- YOUR TASK -
Read through the listing below and copy each line in which the word "correctly" occurs.
*** THE DATA ***
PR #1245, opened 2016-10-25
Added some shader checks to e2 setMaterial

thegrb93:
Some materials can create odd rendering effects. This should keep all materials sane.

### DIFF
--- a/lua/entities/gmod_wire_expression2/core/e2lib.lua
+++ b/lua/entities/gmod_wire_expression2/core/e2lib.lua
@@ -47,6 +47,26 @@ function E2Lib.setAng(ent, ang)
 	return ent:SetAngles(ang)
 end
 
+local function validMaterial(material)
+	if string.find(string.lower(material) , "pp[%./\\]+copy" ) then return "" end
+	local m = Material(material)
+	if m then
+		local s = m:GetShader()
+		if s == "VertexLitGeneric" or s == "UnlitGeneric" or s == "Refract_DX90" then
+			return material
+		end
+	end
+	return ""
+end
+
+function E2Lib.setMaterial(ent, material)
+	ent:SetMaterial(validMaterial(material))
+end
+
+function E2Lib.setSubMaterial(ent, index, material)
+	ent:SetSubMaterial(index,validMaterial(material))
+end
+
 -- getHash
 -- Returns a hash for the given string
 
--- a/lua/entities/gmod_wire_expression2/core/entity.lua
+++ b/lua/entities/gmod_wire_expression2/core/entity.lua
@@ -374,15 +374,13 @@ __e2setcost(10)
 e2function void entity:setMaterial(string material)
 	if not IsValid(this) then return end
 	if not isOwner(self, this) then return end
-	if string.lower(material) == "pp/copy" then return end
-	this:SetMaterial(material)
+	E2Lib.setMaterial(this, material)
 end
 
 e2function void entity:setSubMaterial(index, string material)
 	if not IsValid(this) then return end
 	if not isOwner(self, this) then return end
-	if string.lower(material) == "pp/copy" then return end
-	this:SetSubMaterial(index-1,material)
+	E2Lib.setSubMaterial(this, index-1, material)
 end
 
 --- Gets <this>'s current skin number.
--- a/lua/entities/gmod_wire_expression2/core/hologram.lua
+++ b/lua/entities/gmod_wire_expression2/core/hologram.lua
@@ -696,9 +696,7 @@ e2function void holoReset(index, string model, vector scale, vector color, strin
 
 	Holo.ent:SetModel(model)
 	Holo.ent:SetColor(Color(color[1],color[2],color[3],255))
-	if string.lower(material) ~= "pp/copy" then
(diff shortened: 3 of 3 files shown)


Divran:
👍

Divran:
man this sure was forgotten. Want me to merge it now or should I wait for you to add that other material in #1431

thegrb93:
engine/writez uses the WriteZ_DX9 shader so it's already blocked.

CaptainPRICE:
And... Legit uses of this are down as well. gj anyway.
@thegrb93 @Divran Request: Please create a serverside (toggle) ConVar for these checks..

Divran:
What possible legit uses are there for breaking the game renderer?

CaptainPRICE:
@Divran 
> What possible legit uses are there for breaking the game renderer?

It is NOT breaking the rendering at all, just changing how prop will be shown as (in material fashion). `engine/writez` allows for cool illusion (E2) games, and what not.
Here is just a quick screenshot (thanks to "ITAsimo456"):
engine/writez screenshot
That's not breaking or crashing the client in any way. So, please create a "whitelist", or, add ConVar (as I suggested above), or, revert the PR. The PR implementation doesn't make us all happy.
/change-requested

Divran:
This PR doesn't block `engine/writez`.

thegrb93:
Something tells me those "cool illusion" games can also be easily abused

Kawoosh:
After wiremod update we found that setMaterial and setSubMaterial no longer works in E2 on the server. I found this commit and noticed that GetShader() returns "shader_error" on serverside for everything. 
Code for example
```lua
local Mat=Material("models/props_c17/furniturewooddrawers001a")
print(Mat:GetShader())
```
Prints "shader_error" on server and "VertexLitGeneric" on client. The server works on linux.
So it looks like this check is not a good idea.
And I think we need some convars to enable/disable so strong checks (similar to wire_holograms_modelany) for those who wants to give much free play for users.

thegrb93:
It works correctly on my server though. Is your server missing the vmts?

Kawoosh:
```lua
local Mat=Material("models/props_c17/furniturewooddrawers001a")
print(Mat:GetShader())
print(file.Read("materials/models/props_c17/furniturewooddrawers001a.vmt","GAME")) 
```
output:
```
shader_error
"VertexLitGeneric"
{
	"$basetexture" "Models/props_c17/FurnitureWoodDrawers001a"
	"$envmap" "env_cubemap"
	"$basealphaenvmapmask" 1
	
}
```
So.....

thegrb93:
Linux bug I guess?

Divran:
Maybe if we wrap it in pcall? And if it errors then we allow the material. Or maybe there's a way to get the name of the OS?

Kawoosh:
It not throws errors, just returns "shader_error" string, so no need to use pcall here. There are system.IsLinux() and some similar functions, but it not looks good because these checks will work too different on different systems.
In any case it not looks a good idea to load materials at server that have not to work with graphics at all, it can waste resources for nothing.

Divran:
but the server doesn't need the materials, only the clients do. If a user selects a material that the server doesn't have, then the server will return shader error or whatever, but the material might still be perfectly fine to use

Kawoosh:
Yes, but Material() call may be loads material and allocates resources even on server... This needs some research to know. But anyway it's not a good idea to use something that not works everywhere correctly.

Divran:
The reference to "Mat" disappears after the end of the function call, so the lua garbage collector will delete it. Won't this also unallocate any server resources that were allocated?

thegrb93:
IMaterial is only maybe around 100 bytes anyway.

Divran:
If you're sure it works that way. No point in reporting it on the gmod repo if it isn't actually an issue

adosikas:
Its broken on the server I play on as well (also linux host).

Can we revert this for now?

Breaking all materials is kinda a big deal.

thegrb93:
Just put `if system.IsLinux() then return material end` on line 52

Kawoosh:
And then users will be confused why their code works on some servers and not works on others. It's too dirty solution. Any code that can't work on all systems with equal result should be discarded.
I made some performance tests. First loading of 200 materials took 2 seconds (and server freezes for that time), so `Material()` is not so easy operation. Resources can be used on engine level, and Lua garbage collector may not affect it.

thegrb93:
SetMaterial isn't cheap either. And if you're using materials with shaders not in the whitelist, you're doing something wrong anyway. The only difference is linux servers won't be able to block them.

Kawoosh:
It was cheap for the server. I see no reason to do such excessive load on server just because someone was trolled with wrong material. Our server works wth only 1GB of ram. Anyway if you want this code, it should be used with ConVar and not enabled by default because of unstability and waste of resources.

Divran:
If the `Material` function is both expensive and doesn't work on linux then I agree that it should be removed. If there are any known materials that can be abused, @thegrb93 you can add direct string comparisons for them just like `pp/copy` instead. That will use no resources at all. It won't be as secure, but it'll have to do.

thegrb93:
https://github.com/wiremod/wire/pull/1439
*** End of THE DATA ***
*** THE DATA ***
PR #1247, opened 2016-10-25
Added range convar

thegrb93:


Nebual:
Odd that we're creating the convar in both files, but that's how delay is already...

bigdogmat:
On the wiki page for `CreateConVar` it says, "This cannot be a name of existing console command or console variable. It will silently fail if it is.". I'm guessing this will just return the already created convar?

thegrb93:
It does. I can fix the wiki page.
*** End of THE DATA ***
- REPLY -
It works correctly on my server though. Is your server missing the vmts?
Yes, but Material() call may be loads material and allocates resources even on server... This needs some research to know. But anyway it's not a good idea to use something that not works everywhere correctly.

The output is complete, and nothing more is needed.